[Stored records]
PR #1249, opened 2023-09-19
[MNG-7820] Get rid of plexus-utils Os class

gnodet:


maven-model-builder/src/main/java/org/apache/maven/utils/Os.java
```diff
@@ -0,0 +1,213 @@
...
+     * @see <a href="https://issues.apache.org/jira/browse/HADOOP-3318">HADOOP-3318</a>
+     */
+    private static final String DARWIN = "darwin";
+
+    /**
+     * The path separator.
+     */
+    private static final String PATH_SEP = System.getProperty("path.separator");
+
+    static {
```
elharo, line 124: Please add a comment explaining why this is a static initializer instead of initializing the fields directly. I see it now, but I almost missed it; and I can believe someone down the road might remove this. 

Although now that I look even closer, I wonder if there's a problem since this calls a static method before the static initializer has completed. Maybe replace the call to isWindowsFamily with OS_NAME.contains(FAMILY_WINDOWS) instead.

maven-model-builder/src/main/java/org/apache/maven/utils/Os.java
```diff
@@ -0,0 +1,213 @@
...
+        // windows probing logic relies on the word 'windows' in the OS
+        boolean isWindows = OS_NAME.contains(FAMILY_WINDOWS);
+        boolean is9x = false;
+        boolean isNT = false;
+        if (isWindows) {
+            // there are only four 9x platforms that we look for
+            is9x = (OS_NAME.contains("95")
+                    || OS_NAME.contains("98")
+                    || OS_NAME.contains("me")
+                    // wince isn't really 9x, but crippled enough to
```
elharo, line 149: If Maven doesn't run on CE , do we care? That is, does it matter if there's a profile for CE? Could there be a CE profile in a pom.xml that is n ever activated but nonethless breaks the build if this isn't supported here?

elharo (approved):

maven-model-builder/src/main/java/org/apache/maven/utils/Os.java
gnodet: > Please add a comment explaining why this is a static initializer instead of initializing the fields directly. I see it now, but I almost missed it; and I can believe someone down the road might remove this.

It's not possible to remove the initializer of a static final constant, the compiler would reject with an error.  Anyway, I've added a comment.

> Although now that I look even closer, I wonder if there's a problem since this calls a static method before the static initializer has completed. Maybe replace the call to isWindowsFamily with OS_NAME.contains(FAMILY_WINDOWS) instead.

That's what it ends up doing [in the `isWindowsFamily` method](https://github.com/apache/maven/pull/1249/files/f4eefa52d68b4ce61026030ac0a27e57346efe5f#diff-0d69abd148e63b11a4c58601c7e7ae73fda92b61a9facc97333061be7bec1ee8R141) btw.  I'd rather avoir duplicating the logic, and the `isWindowsFamily` is the one used by the OS activation.

maven-model-builder/src/main/java/org/apache/maven/utils/Os.java
gnodet: I doubt Windows 95 is supported either: https://www.java.com/en/download/help/win95.html
However, the next line is `isNT = !is9x` so I'm not sure about moving Windows 95/CE into the NT world either...

michael-o (commented):
No opinion here.

cstamas (approved):

PR #1251, opened 2023-09-19
[MNG-7820] Get rid of plexus-utils introspection classes

gnodet:
Use maven-shared-utils reflection classes.

### DIFF
--- a/maven-core/src/main/java/org/apache/maven/plugin/ClassMap.java
+++ b/maven-core/src/main/java/org/apache/maven/plugin/ClassMap.java
@@ -27,14 +27,8 @@ import java.util.Map;
  * A cache of introspection information for a specific class instance.
  * Keys {@link Method} objects by a concatenation of the
  * method name and the names of classes that make up the parameters.
- *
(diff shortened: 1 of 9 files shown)


gnodet:
I think I can also remove the copyright because the code has already been donated to the ASF as those classes also exist [in maven-shared-utils](https://github.com/apache/maven-shared-utils/tree/master/src/main/java/org/apache/maven/shared/utils/introspection)...
@elharo do you agree ?

michael-o (commented):
No opinion here.

elharo:
I'm sorry. IANAL and I simply don't know. We need an official ruling from someone in a position at the Apache project to offer legal advice and make decisions like this.

gnodet:
> I'm sorry. IANAL and I simply don't know. We need an official ruling from someone in a position at the Apache project to offer legal advice and make decisions like this.

Well, it was really a courtesy question.  I'll use the maven-shared-utils copy of those classes which are already in the ASF so definitely no copyright / legal issue.

cstamas (approved):

jira-importer:
Resolve #9100

PR #1252, opened 2023-09-19
[MNG-7891] Support configuration for extensions

gnodet:
JIRA issue: https://issues.apache.org/jira/browse/MNG-7891
IT PR: https://github.com/apache/maven-integration-testing/pull/296

### DIFF
--- a/api/maven-api-model/src/main/mdo/maven.mdo
+++ b/api/maven-api-model/src/main/mdo/maven.mdo
@@ -3281,6 +3281,12 @@
           <description>The version of the extension.</description>
           <type>String</type>
         </field>
+        <field>
+          <name>configuration</name>
+          <version>4.1.0+</version>
+          <description>The configuration of the extension.</description>
+          <type>DOM</type>
+        </field>
       </fields>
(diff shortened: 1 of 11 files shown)


laeubi:
@gnodet I created a little example extension / project here:
- https://github.com/apache/maven-integration-testing/pull/295

cstamas (approved):
With a remark: personally am really tired to use DOM/Xpp3Dom as "config", we need something smarter here (not in this PR of course, this is just a remark/rant)

laeubi:
> With a remark: personally am really tired to use DOM/Xpp3Dom as "config"

It is `PlexusConfiguration` here ;-)

> we need something smarter

Don't know what smart you have in mind, but of course one could think about mapping this to an object annotated similar to what mojo uses (just the configuration part), but last time I tried something similar it was surprisingly hard (e.g. when it comes to interpolation/default values).

At laest this is much better than having no configuration at al or invent something that is completely extension specific (like custom properties files).

jira-importer:
Resolve #9025

PR #1253, opened 2023-09-21
[MNG-7893] Allow versioning the superpom according to the model version

gnodet:
JIRA issue: https://issues.apache.org/jira/browse/MNG-7893

Btw, I wonder if the recent changes such as https://github.com/apache/maven/pull/1139 and https://github.com/apache/maven/pull/1085 should be updated to only affect the 4.1.0 superpom...  Thoughts welcomed.

### DIFF
--- a/maven-core/src/main/java/org/apache/maven/DefaultMaven.java
+++ b/maven-core/src/main/java/org/apache/maven/DefaultMaven.java
@@ -495,6 +495,7 @@ public class DefaultMaven implements Maven {
      * @return A {@link Set} of profile identifiers, never {@code null}.
      */
     private Set<String> getAllProfiles(MavenSession session) {
+        // TODO: which version of super pom should we use here ?
         final Model superPomModel = superPomProvider.getSuperModel("4.0.0").getDelegate();
         final Set<MavenProject> projectsIncludingParents = new HashSet<>();
         for (MavenProject project : session.getProjects()) {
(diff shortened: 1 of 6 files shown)


maven-core/src/main/java/org/apache/maven/DefaultMaven.java
```diff
@@ -495,6 +495,7 @@ private void validatePrerequisitesForNonMavenPluginProjects(List<MavenProject> p
      * @return A {@link Set} of profile identifiers, never {@code null}.
      */
     private Set<String> getAllProfiles(MavenSession session) {
+        // TODO: which version of super pom should we use here ?
```
cstamas, line 498: Maybe the same version that project uses? But: what happens if reactor has multiple versions (not same)? -- IMHO should fail.

cstamas (approved):

maven-core/src/main/java/org/apache/maven/DefaultMaven.java
gnodet: I've update this part of the computation to be coherent with the way superPoms are used during model building.  The superPom of a given project is determined by the modelVersion of that project and not the modelVersion of its upper parent.  What this means is that if you write a 4.1.0 project which inherit a 4.0.0 parent, the superPom will be 4.1.0.

cstamas (approved):

PR #1258, opened 2023-09-22
Fix unneeded/wrong substring calls in expression evaluation and put back weak references in cache

gnodet:
As indicated at https://github.com/apache/maven/pull/812#discussion_r990825335

If the interpolated string is `${settings.foo}`, the expression is `settings.foo` and we pass `ettings.foo` to the `ReflectionValueExtractor`. It's working because the call just ignore whatever is on the left of the first `.`...


cstamas (approved):

slawekjaranowski:
Is it worth doing in 3.9.x also?

slawekjaranowski (approved):

gnodet:
Raised https://issues.apache.org/jira/browse/MSHARED-1304 to not forget the backport.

GOAL OF THE EXERCISE ->
Only a number is wanted here: the count of lines above that hold the word "DefaultMaven".

RESULT FOR THIS TASK ->
5